Thanksgiving Day, at our house, was quiet.   Two friends came for dinner and we had an enjoyable time together.  Then Saturday, our sons and their families arrived and we had our usual slightly chaotic gathering with dinner and catching up.   As I assumed, there was another foray for deer on the hill, but apparently those creatures were off having their own party, invisible to the hopeful hunter.   Following early grazing on crackers, cheese and grapes, our dinner consisted of half a turkey (only one drum stick – TSK!) and a ham, plus delicious roasted veggies (not done by me), potatoes from our garden, salad and two GF pies; one chocolate and one pumpkin.   These were new recipes and both were tasty, but the chocolate pie was like eating chocolate ganache --- something one usually does in smaller amounts.  Even though we tried to plan for eight people instead of a hoard, we had food left over.  Since everyone has now returned home, this has diminished my meal prep for the week.  I love leftovers!!   

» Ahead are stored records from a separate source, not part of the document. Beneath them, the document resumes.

Issue #850, opened 2025-02-12
Consensus stuck in votesync upon restart


aditiharini:
On restarts where the proposer has to restream a precommited value (i.e. hits`RestreamValue`) consensus halts in votesync. 

The non-proposing nodes don't have the precommit votes for the restreamed value though the value has a pol round on it. The proposing node, never gets votes from its peers and gets stuck in votesync indefinitely.

Logs attached:

[node1-shard8.txt](https://github.com/user-attachments/files/18774646/node1-shard8.txt)

[node2-shard8.txt](https://github.com/user-attachments/files/18774657/node2-shard8.txt)

[node3-shard8.txt](https://github.com/user-attachments/files/18774668/node3-shard8.txt)

ancazamfir:
Thanks @aditiharini for the issue.

Looked at the logs and here is a preliminary analysis
Looks like nodes restart, with last decided height `3290` and they move to `height 3291, round 0`
There are two values that show up:
- `v1 = 2e32197974e8513749480d257026d4806465b4167ea50b841f5b2abd2aa2f76f`
- `v2 = 02879ba954a442c6f60ed9f4061c938396068ce65f7ba09268fea685a91ad761`
They are being proposed for the same height and round by Node 2 so we deal with a byzantine proposer. 
We are also not handling correctly equivocation, causing Node 1 to lock on `v1` which breaks consensus.

Node 1:
=======
- `id = 51141fcc0a9b6d81f5702a12150e066c9e2998100aedf250703ccac6cbfac22b`
- proposer at (3291, 2)
- 0 WAL entries
- receives proposal for `v2` from Node 2
- votes for `v2`
- receives vote for `v2` from Node 2
- receives vote for `v2` from Node 3 => ProposalAndPolkaCurrent
**- locks on `v2`**

Node 2:
======
- `id = 75d3277a1b4bb12f9ccd873a4792a8a50c65b91e44edd069e189428fe1c90052`
- proposer at (3291, 0)
- replays 3 WAL entries:
  - replays  its proposal for `v1` 
  - replays its prevote for `v1`
  - replays prevote for `v1` from Node 3
- **proposes `v2`,  a different value for same height and round**
- **votes for `v2` => goes out but dropped internally, considered equivocation**
- receives prevote for `v2` from Node 1 => PolkaAny
- receives prevote for `v2` from Node 3, discards it


Node 3:
=======
[...]

PR #859, opened 2025-02-18
feat(code): Add polka certificates to VoteSync response

romac:
Closes: #850

## Summary
This PR adds support for polka certificates to the VoteSync protocol. Polka certificates encapsulate votes that demonstrate a polka (quorum of prevotes) for a specific value at a given height and round.

## Changes

- Introduce a new `PolkaCertificate` struct alongside the existing `CommitCertificate` to capture evidence of polkas
- Modify the VoteSync protocol to include polka certificates in vote set responses
- Implement certificate-based recovery mechanisms in the consensus driver
- Update consensus state handling to track and use polka certificates during rounds
- Improve proposal evaluation logic to consider polka certificates when validating proposals
- Add storage and retrieval mechanisms for polka certificates
- Update message multiplexer to handle polka certificates for proper round state transitions


code/crates/core-consensus/src/handle/vote_set.rs
```diff
@@ -33,18 +37,31 @@ pub async fn on_vote_set_response<Ctx>(
...
+    if let Some(certificate) = polka_certificate {
+        apply_driver_input(
+            co,
+            state,
+            metrics,
+            DriverInput::PolkaCertificate(certificate),
+        )
+        .await?;
+    } else {
+        for vote in vote_set.votes {
```
romac, line 62: @ancazamfir I don't believe we need to process both the votes and the certificate, but perhaps I am mistaken?

code/crates/core-consensus/src/state.rs
```diff
@@ -134,17 +134,30 @@ where
...
-        } else {
-            vec![]
+        let per_round = self.driver.votes().per_round(round)?;
+        let votes = per_round
+            .received_votes()
+            .iter()
+            .cloned()
+            .collect::<Vec<_>>();
+
+        if votes.is_empty() {
```
romac, line 155: I wonder if this is wrong, in case we have a polka certificate for a previous round?

code/crates/core-driver/src/driver.rs
```diff
@@ -197,16 +204,24 @@ where
...
             .iter()
             .find(|c| c.round == round && c.value_id == value_id)
     }
 
+    /// Get a polka certificate for the given round.
+    pub fn get_polka_certificate(&self, round: Round) -> Option<&PolkaCertificate<Ctx>> {
+        self.polka_certificates
+            .iter()
+            .filter(|c| c.round <= round)
+            .last()
```
romac, line 222: Here I did something similar as we do for commit certificates but it feels very hacky and I am not convinced it is right. Will check the Quint spec again to see whether or not this is correct.

code/crates/core-types/src/certificate.rs
```diff
@@ -86,6 +86,19 @@ impl<Ctx: Context> CommitCertificate<Ctx> {
...
+#[derive_where(Clone, Debug, PartialEq, Eq)]
+pub struct PolkaCertificate<Ctx: Context> {
+    /// The height at which a Polka was witnessed
+    pub height: Ctx::Height,
+    /// The round at which a Polka that was witnessed
+    pub round: Round,
+    /// The value that the Polka is for
+    pub value_id: ValueId<Ctx>,
+    /// The votes that make up the Polka
+    pub votes: Vec<SignedVote<Ctx>>,
```
romac, line 99: Right now I am just storing the votes like this, we can switch to an aggregated signature at a later stage if needed.

code/crates/core-driver/src/driver.rs
```diff
@@ -395,15 +438,39 @@ where
...
+    fn store_polka_certificate(&mut self, vote_round: Round, value_id: &ValueId<Ctx>) {
+        let Some(per_round) = self.vote_keeper.per_round(vote_round) else {
+            return;
+        };
+
+        self.polka_certificates.push(PolkaCertificate {
+            height: self.height(),
+            round: vote_round,
+            value_id: value_id.clone(),
+            votes: per_round
```
romac, line 462: TDOO: Like in the [Quint spec](https://github.com/informalsystems/malachite/pull/364/files#diff-ef09dc528370554b2e2e64658d529bd0666761d785a190f2fe6bd0105fa719ccR545), we could double-check that there is enough voting power in this polka, but maybe that's overkill?

romac:
Ignore the _Rust / Standalone_ CI failure, it is expected because of the debug statements I added in the driver.

romac:
Looks like I broke the Starknet tests, which is unexpected.

code/crates/core-driver/src/driver.rs
```diff
@@ -395,15 +438,39 @@ where
...
 
+        let round_input = self.multiplex_vote_threshold(output, vote_round);
         if round_input == RoundInput::NoInput {
             return Ok(None);
         }
 
         self.apply_input(vote_round, round_input)
     }
 
+    fn store_polka_certificate(&mut self, vote_round: Round, value_id: &ValueId<Ctx>) {
```
romac, line 453: Ref: https://github.com/informalsystems/malachite/blob/ad7350e81006dd28a1351c4eb33a2349208951cf/specs/consensus/quint/votekeeper.qnt#L541

code/crates/core-driver/src/mux.rs
```diff
@@ -216,6 +216,41 @@ where
         None
     }
 
+    pub(crate) fn store_and_multiplex_polka_certificate(
```
romac, line 219: Ref: https://github.com/informalsystems/malachite/blob/ad7350e81006dd28a1351c4eb33a2349208951cf/specs/consensus/quint/votekeeper.qnt#L445

romac: Looking at the spec again, I believe this method is not correct. Instead of sending a `ProposalAndPolkaCurrent` to the state machine, we should instead follow the same logic as the spec and override the votes in the vote keeper.

We should add the `apply_certificate` method to the `VoteKeeper` struct and implement that logic there.

code/crates/core-driver/src/driver.rs
romac: TODO: Check that the certificate we have constructed is valid.

romac: TODO: Rename this method to `get_polka_certificate`

romac: TODO: Move this method to the `VoteKeeper` and only store the certificate in `polka_certificates` here

romac:
Note: The two relevant integration tests for this PR are:
- `wal::restart_with_byzantine_proposer_1_request_response`
- `wal::restart_with_byzantine_proposer_2_request_response`

They can be run with:

```
$ cargo nextest run -p informalsystems-malachitebft-test --no-capture restart_with_byzantine_proposer_1_request_response --retries 0
$ cargo nextest run -p informalsystems-malachitebft-test --no-capture restart_with_byzantine_proposer_2_request_response --retries 0
```

(Requires `cargo-nextest`, can be installed with `cargo install cargo-nextest`)

nenadmilosevic95:
Hey @romac, I think it will be very useful if we add a description to this PR. As from what I understood it is not a bug fix but rather a change that should not only unstuck consensus in case of a Byzantine behavior observed 2nd scenario in #850 but also lead to the consensus decision. 

I can maybe help with writing this description but I need more context, for example where can I learn how vote sync works and when it is triggered?

romac:
> I can maybe help with writing this description but I need more context, for example where can I learn how vote sync works and when it is triggered?

We do not habe a spec for this yet, but the tracking issue for it has some background info: https://github.com/informalsystems/malachite/issues/576 Let me know if that helps, otherwise I can provide more details.

cason:
Recall that we might need a Polka certificate for a previous round (`vr < round_p`) in case of line 28.

code/crates/core-consensus/src/state.rs
ancazamfir: Yes, we need certificates from previous rounds as well.

code/crates/core-driver/src/mux.rs
ancazamfir: We can do that. But we can also store/ retrieve the certificate as you do here. In this case we also have to change `multiplex_proposal()` and how we determine `polka_current` and `polka_previous`.

code/crates/core-consensus/src/handle/vote_set.rs
romac: Do you mean it's fine to process both?

romac:
It's also surprising that the rebroadcast test has passed on CI, where I would have expected that we'd need to include the polka certificates in the rebroadcast for it to pass.

ancazamfir:
> The `wal::restart_with_byzantine_proposer_1_request_response` test has passed on CI but it does not pass reliably locally. Need to investigate further.
> 
> @ancazamfir Can you give it a go when you have time and see if you see the same?
> 
> ```
> $ cargo nextest run -p informalsystems-malachitebft-test --no-capture --retries 0 wal::restart_with_byzantine_proposer_1_request_response
> ```

It passes for me, it was passing even when CI was failing it. I tried today again 10 times and was about to ask you to try it :)

code/crates/test/tests/it/wal.rs
```diff
@@ -289,7 +291,7 @@ async fn byzantine_proposer_crashes_after_proposing_1(params: TestParams) {
             TestParams {
                 enable_value_sync: true,
                 timeout_step: Duration::from_secs(5),
-                value_payload: ValuePayload::ProposalAndParts,
+                value_payload: ValuePayload::PartsOnly,
```
ancazamfir, line 294: Not sure why we need this change. Looking at the test app I think in general it's more accurate to use `ProposalAndParts` because for re-streaming the `Init` doesn't seem to carry `valid_round` so the receiver cannot reconstruct the `valid_round` without an explicit Proposal message.
For the purpose of these tests it's fine but I think for other cases we should be able to test with both.

romac: I had to do this because of this check in the test app:

https://github.com/informalsystems/malachite/blob/7e6c49dc8f39dcc840688da7fbbcae44c14fe5b4/code/crates/test/app/src/app.rs#L127-L131

romac: But this looks arbitrary, let me attempt to remove it and re-enable to proposal-and-parts tests.

ancazamfir:
On this branch we have these failure. Not sure entirely if polka certificates would help all these cases but for now only the first one (`wal::restart_with_byzantine_proposer_1_request_response_proposal_and_parts`) is important to look at and fix.

The polka cert is not yet implemented for rebroadcast and the it app we use doesn't support parts only properly when it comes to L28.

I opened #899 that hacks the driver to always do vote equivocation if proposer in initial height and round 0. That uncovered a few issues:
- parts-only is not properly implemented in the test app (missing `valid_round` in `Init`)
- restreaming is broken in the test app
- missing polka certificate in the driver when a proposer is received, L28 not handled
- incorrect `input-round` when muxing the polka certificate, L28 not handled

I have fixed in that branch all except the first one. Will continue to fix and debug in that branch.

ancazamfir (approved):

Our granddaughters helped with the hanging of the greens on Sunday.  Mostly the church is decorated with the warm and simple elegance of poinsettias, greenery garlands, and tea lights.  The exception to the elegance is the children’s tree in the social room just off the sanctuary and quite visible from the church pews.   That is a ten-foot wild evergreen --- not pruned at all in the manner of commercial trees.  Actually, it is often the top cut from a much larger-than-ten-foot tree.   This feral cousin of more sedate trees is decorated with a very diverse collection of created ornaments and ropes of tinsel.   Elegant it is not, but it is a way to let the children know they are as much a part of the church’s Christmas season as the grown-ups.    Hopefully they will develop balance with the tinsel as they grow older, but right now, the effect is quirky and charming (that’s just my opinion and not always shared by everyone ).  Our granddaughters, being a tad older than the other children, were a help in making sure the decorations got on the tree versus being on the floor; they were taller and could use the ladder for higher up.  They look forward to being here for this event, and I think the children of this church like having them here to help.  

We have now come to the end of one sort of year.  There are many “new years” in our 365 days.  Most of us consider that we are beginning a new personal year on our birthday.  The school year usually begins around September 1st.  The Jewish new year, falling in September/October, is past now and the secular new year is, of course, on January 1st.  The Buddhist new year follows in February.  The Christian church calendar begins with the Advent season.  It should be a time for meditation and thoughtfulness about the year past and the year ahead, but usually is filled to the brim with activities.  I’m trying to ignore the full-blast stampede to Christmas.   I’d like to enjoy those quiet beautiful days in early December, and my peace does not need to be shattered by the desperate cravings of the retail business to solidify their profits for the season.  So we mute the TV advertisements, put into recycling all the catalogs with the scary “You can still order if you hurry” message, and I’ve unsubscribed from all the miscellaneous advertising that pops up in my Email.  I hope to actively enjoy watching the landscape with all the red, pink and deep blue berries, the birds as they flit from lilac to feeder (avoiding cats ready to pounce) and listen to good music without feeling harried and hounded.   Slow down --- relax ----be aware ---- savor!   And as the earth turns toward darkness, perhaps we can all be more inclined to look upward to the stars.

Whatever creates or increases happiness or some part of happiness, we ought to do.  Whatever destroys or hampers happiness…….we ought not to do.”   Aristotle**

 

*Adelaide Crapsey----American writer, born in Brooklyn and raised in Rochester, NY.  1878-1914.

**Aristotle ---Classical Greek scholar and scientist.  834 BC – 322 BC.  A note here: the happiness referred to by Aristotle is inner joy, not self-indulgence.